» **Dataset entries**
PR #899, opened 2016-12-09
specfile: make requirements general and update comments

oalbrigt:
Most of these are required by heartbeat agents as well.

### DIFF
--- a/resource-agents.spec.in
+++ b/resource-agents.spec.in
@@ -79,31 +79,35 @@ BuildRequires:  libxslt docbook_4 docbook-xsl-stylesheets
 %endif
 
 ## Runtime deps
-## These apply to rgmanager agents only to guarantee agents
-## are functional
-%if %{with rgmanager}
 # system tools shared by several agents
 Requires: /bin/bash /bin/grep /bin/sed /bin/gawk
 Requires: /bin/ps /usr/bin/pkill /bin/hostname /bin/netstat
-Requires: /sbin/fuser
-Requires: /sbin/findfs /bin/mount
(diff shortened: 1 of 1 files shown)


krig:
Hmm, now that I see it, it does change things a bit... previously we didn't really require the dependencies for individual agents, but with this change we do - this means that you have to install NFS packages to get resource-agents even if you're not setting up the NFS agent, for example.

In practice, I don't know how much of an issue it really is - at least on SLE all those things are installed anyway. It might be more of a problem in resource-constrained situations, like running the stack on public cloud or something.

dmuhamedagic:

» **Problem requirements**
Return, without any change, the lines from the one holding "-Requires: /sbin/fuser" through the end of the listing, and only those.

» **Task solution**
-Requires: /sbin/fuser
-Requires: /sbin/findfs /bin/mount
(diff shortened: 1 of 1 files shown)


krig:
Hmm, now that I see it, it does change things a bit... previously we didn't really require the dependencies for individual agents, but with this change we do - this means that you have to install NFS packages to get resource-agents even if you're not setting up the NFS agent, for example.

In practice, I don't know how much of an issue it really is - at least on SLE all those things are installed anyway. It might be more of a problem in resource-constrained situations, like running the stack on public cloud or something.

dmuhamedagic:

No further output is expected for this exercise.